CAL is not subject to these limitations. As new documents are received, they are simply incorporated into the collection and integrated according to the current ranking. As those documents are reviewed and coded through the continuous learning process, the ranking adjusts to reflect the new information. No effort is lost. Every previous judgment remains intact and every subsequent judgment further improves the ranking.

Bonus Question: How Easy Is It to Run Simultaneous TAR Projects?

Another benefit of CAL is the ability to run simultaneous TAR projects and generate useful results almost immediately, at any point during the review and with little to no additional setup. With TAR 1.0, the process is much more cumbersome. If your vendor does not allow you to easily and quickly implement simultaneous TAR projects, you are not using CAL to its fullest potential.

Since review is training with CAL, very little is required to run simultaneous TAR projects covering different issues. Simply identify each of the pertinent issues and code the documents for each issue during review. The tool will use each judgment, and generate and maintain a separate ranking for each issue. Once you attain the review objective for one TAR project, you can focus on the next project. The existing ranking will make every successive project more efficient.

CAL can incorporate new TAR projects at any point during review and quickly generate results. Review and coding for a new project can start as soon as a new issue is identified. From that point forward, every review decision can include a judgment on the new issue. By focusing specifically on the new TAR project, review and training will quickly improve the ranking and return the best documents for further review.

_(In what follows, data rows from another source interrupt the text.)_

PR #98, opened 2023-11-04
[FREEMARKER-224] change Automatic-Module-Name to org.apache.freemarker

bmarwell:
fixes [FREEMARKER-224](https://issues.apache.org/jira/browse/FREEMARKER-224)

As the current module name is not released yet, this is not a breaking change.
For further information and motivation, please see the issue.

This, of course, is open to discussion.
However, I strongly recommend to follow the reverse domain name system. Additionally, the is no need to have the root package and the module name match.

### DIFF
--- a/osgi.bnd
+++ b/osgi.bnd
@@ -63,4 +63,4 @@ Specification-Vendor: freemarker.org
 Implementation-Title: FreeMarker
 Implementation-Version: ${versionForMf}
 Implementation-Vendor: freemarker.org
-Automatic-Module-Name: freemarker
+Automatic-Module-Name: org.apache.freemarker


bmarwell:
Discussion: the website uses `freemarker.apache.org` which also makes it a good choice.

ddekany:
But it was released with "Automatic-Module-Name: freemarker" already. The module name was "freemarker" because, as far as I remember, in Java 9, if you had no explicit module name, it was deduced from the jar name, and was "freemarker". (Also that happens to be the top-level Java package name.)

bmarwell:
> But it was released with "Automatic-Module-Name: freemarker" already.

Oh, dang. I missed that. :( 

> The module name was "freemarker" because, as far as I remember, in Java 9, if you had no explicit module name, it was deduced from the jar name, and was "freemarker". 

While this is true (and still is for any later java version), this would not have been a problem and a reason to use `freemarker` as the automatic-module-name. Whenever you build something with gradle or maven which uses "requires module-name-from-file-name", it gives a BIG warning not to push something like this into the wild. Thus, no-one could have used it. The moment someone renames the `freemarker.jar` locally, it would break.  Hence, having set the module-name to something else would not had hurt back then.

> (Also that happens to be the top-level Java package name.)

See issue. for JPMS, it is even more strongly encouraged to use a reverse domain name.

So then I will rebase this to the 3-branch. Or maybe even to the 2.4-branch, if you agree? WDYT?

ddekany:
Whatever warnings tools give, people will still import "freemarker", and they rightfully unhappy, if for some reason FreeMarker micro version increases, and things suddenly break. Anyway... it's just not worth the energy.

As of "3", I believe there we simply need {{module-info.java-s}} in all projects. (Not sure about OSGi support, and if we will support it at all, or it will be practically dead by the time FM3 released, if ever.)

Actually, as of more practical problems, I suspect 2 doesn't even work properly when used as a module, as it should static import a few stuff for it, like logging frameworks (and even the module of JUL). So if that suspicion is right, and it's actually broken in that regard, then even in 2 will need a {{module-info.java}}.

bmarwell:
> Actually, as of more practical problems, I suspect 2 doesn't even work properly when used as a module, as it should static import a few stuff for it, like logging frameworks

That's not a concern. Automatic modules will get access to everything and export everything. You can't create a jlink distribution with automatic modules.

Therefore it doesn't break anything because no one could have used freemarker as a module before the version where you introduced the automatic module name.

> As of "3", I believe there we simply need {{module-info.java-s}} in all projects.

That's definitely the best solution.

> (Not sure about OSGi support, and if we will support it at all, or it will be practically dead by the time FM3 released, if ever.)

OSGi is actually more widely used compared to JPMS modules. It's better defined, more Flexible and has been around for longer. I myself don't use it. But that would be a great question on the user mailing list.

chrisrueger:
> Not sure about OSGi support, and if we will support it at all, or it will be practically dead by the time FM3 released, if ever

Oh please keep OSGi support. We use it actively since many years. I am a contributor at [bnd / bndtools](https://github.com/bndtools/bnd) I could try to help in case of OSGi related questions or testing. bnd is currently used to create the OSGI metadata in the ant build.xml and there is also similar support for maven or gradle.

bmarwell:
Hi @ddekany 

I asked in #maven on ASF slack. The general consensus is:

1. derived module name derived from file name is unstable. Gradle users might not  get the same result, so this is not a reason to name the module "freemarker"
2. package is not linked.
3. The software name is "Apache Freemarker", this should be reflected in modules and packages if possible.
It is not for the package, so do it for the module.
4. The module name should be reverse DNS

And most important:

5. The adoption rate is probably exactly 0%. There is not reason not to do a breaking change. If you like, we can ask on the users list. But JPMS projects are rare.
6. Even then, it is super easy to switch and very straight-forward.

Given some Apache Maven Members agree on `org.apache.freemarker`, I highly recommend the switch.

ddekany:
So auto modules export everything, and we should be fine. That's good to know.

I'm not seeing the relevance of the fact the module name derived from jar name is unstable. That's why it was cemented into the META-INF in some already released version(s). If someone used FreeMarker as an auto-module before that, they probably just referred to it as "freemarker", because that was its derived name. Most users couldn't care less about the module name, as far as it always remains the same, and, that's what was done.

Yes, I know how it should be, and certainly was well aware when the decision was made back then. Because as I said, it was deliberate.

I don't know the adoption rate. Somebody asked for the inclusion of "Automatic-Module-Name", so it's at least 1 person. Why contemplating it? It doesn't worth the energy, as far as I'm concerned.

ddekany:
> Oh please keep OSGi support.

That comment only applied to FM3 anyway. But, sure. BTW, in the Gradle build (of 2.x), it uses a much more fresh bnd internally, and the contributor said that it puts less packages into the "uses" sections. Anyway, when the time comes to review that, I will ask if I can't figure it out if it breaks something...

bmarwell:
> It doesn't worth the energy, as far as I'm concerned

As far as I am concerned, it is worth the "energy". 

I think this should be a vote on the mailing list then, according to Apache voting rules. We can CC the users list. Any user with an adoption not willing to change it for a 2.4.x-version is reason enough not to do it.

ddekany:
Given the trivial nature of the commit itself, is it OK if I close this? Because, I would like to reduce the number of pending PR-s to 0. Of course you can bring it up on the dev list if you think, and we also have a Jira issue for this.

PR #99, opened 2023-11-04
add .asf.yaml

bmarwell:
Adding the .asf.yaml file allows control over a few things.

* Setting the project name
* Setting the project homepage
* Auto-linking issues (like FREEMARKER-224 which would automatically turn into a link after this is merged)
* Auto-linking pull requests into the correspinding JIRA issues
* Dependabot alerts (for developers with the respective karma only)
* enabling/disabling of specific merge buttons.

I am open to any changes, I would just like to add a little bit of convenience using the jira options and auto links.

We could also add labels to the github repository if wanted.

### DIFF
--- a/.asf.yaml
+++ b/.asf.yaml
@@ -1,0 +1,33 @@
+#
+# Licensed to the Apache Software Foundation (ASF) under one or more
+# contributor license agreements.  See the NOTICE file distributed with
+# this work for additional information regarding copyright ownership.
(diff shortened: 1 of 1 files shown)


bmarwell:
@ddekany I forgot to set issues to false. You should do that before people start opening issues here.

bmarwell:
Fix:
https://github.com/apache/freemarker/pull/101

PR #100, opened 2023-11-04
[BUILD] add github workflow

bmarwell:
Just a suggestion. This way further pull requests will automatically be checked.


bmarwell:
Because of the prompt, I was not able to add the "dist" goal. However, the signing could be done by a passphrase-less gpg key. This is needed for a rat-check. Skipped it for now.

bmarwell:
Tests with other JDKs (11, 17, 21) can be added in another commit, if you are interested.

ddekany:
Thanks! BTW, Travis ran very long ago, when it was still free, but it's green build icon is still there. If there something like that Git actions, it should be replaced to with that.

bmarwell:
Sure! Can do that in another PR, preferably. Otherwise I'd do it blindly.

I would love to add the "ant dist" target. The only thing I can't do is "answer yes" on the last question.
I don't know much ant. But maybe we could add a build property which skips the interactive question on CI builds?

.github/workflows/ant.yml
```diff
@@ -0,0 +1,64 @@
...
+          echo "mvnCommand=$(which mvn)" >> build.properties;
+          echo "gpgCommand=$(which gpg)" >> build.properties;
+
+      - name: Prepare ant with ivy
+        shell: bash
+        run: ant download-ivy
+
+      - name: Build with Ant and ivy
+        shell: bash
+        run: ant jar test
```
bmarwell: I think this would be the ci goal instead

bmarwell (commented):
This PR should also remove Travis.

bmarwell:
We can add a cache in a later PR, but for now this should be fine. Maybe not even worth it as the project is heading towards Gradle.

ddekany:
We don't need `ant dist`, but `ant ci`, which I see you have discovered. If we want to test more, it should be added to `ci`. But, yes, these will go away with the Gradle PR anyway. (There's also Github actions prepared for that by the author of the Gradle PR).

PR #104, opened 2023-12-30
FREEMARKER-218: Jakarta support

kelemen:
Added new generated sources created from `freemarker-javax-servlet` where javax references are replaced with jakarta references. Tests are also copied (with similar adjustments).

The main remaining question is `freemarker.cache.WebappTemplateLoader`. For now, I have left it in the same package renamed to `JakartaWebappTemplateLoader`. There are two reasons for this:

- `freemarker.cache` is a split package, and it is awkward to deal with this, if we move this class to a new package.
- This class refers to package private classes and methods from `freemarker.cache` (`URLTemplateSource` and `TemplateLoaderUtils`), and making them public is an obvious detriment.

That said, I do have a variant of this change where I moved this class into another package (in my local copy), so moving to a new package is definitely doable, if the used classes (and their methods) are made public.

### DIFF
--- a/.github/workflows/ci.yml
+++ b/.github/workflows/ci.yml
@@ -48,6 +48,11 @@ jobs:
         with:
           java-version: 16
           distribution: zulu
+      - name: Set up JDK 17
+        uses: actions/setup-java@v3
+        with:
+          java-version: 17
+          distribution: oracle
       - name: Validate Gradle wrapper
         uses: gradle/wrapper-validation-action@v1.1.0
       - name: Run Build
@@ -60,4 +65,3 @@ jobs:
           name: test-reports-${{ matrix.os }}
           path: build/reports/**
           retention-days: 30
-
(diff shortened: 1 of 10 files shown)


ddekany:
My preference is to copy `freemarker.cache.WebappTemplateLoader` into `freemarker.ext.jakarta.servlet.WebappTemplateLoader`, and make `URLTemplateSource` (and most of its methods) and `TemplateLoaderUtils` public. (These are very old classes, and it's not likely that we will want to change then in an incompatible way, so we might as well let others use them for their own `TemplateLoader`-s.) My reason is exactly to move away from the split-package style. One day the whole javax.serlvet support will be removed, and only jakarta.servlet will remain, and at that point we will delete `freemarker.cache.WebappTemplateLoader`, and then the whole servlet support can be separated without spit-package issues.

kelemen:
Ok, I have pushed the variant moving it to another package.

I have made the least amount of changes to the two classes necessary. I'm assuming that if you want to make some adjustments to them you will do that after merging this PR (e.g.: making `URLTemplateSource` final).

PR #108, opened 2024-04-23
use StandardCharsets instead of string

hduelme:
Since Java 7 `StandardCharsets` can be used for standard charsets. It prevents the unnecessary lookup of the charset and in addition no  `UnsupportedEncodingException` can be thrown.


ddekany:
As this is non-trivial change, do you have a [Contributor License Agreement](https://www.apache.org/licenses/contributor-agreements.html) at Apache?

hduelme:
Good to know. I thought this is a trivial change. I will sign the CLA and notify you as soon is its done.

ddekany:
Thanks, ICLA as received.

TAR 1.0 is too cumbersome to do this effectively. With TAR 1.0, every project requires a separately coded control set against which to evaluate training. This makes simultaneous projects, especially new projects arising during review, difficult to implement.

CAL provides significant advantages over other TAR protocols, in both efficiency and effectiveness. So how can you be sure that your vendor is actually equipping your review project with all of the benefits of an efficient and effective CAL protocol? Just ask five simple questions— and throw in the bonus for good measure.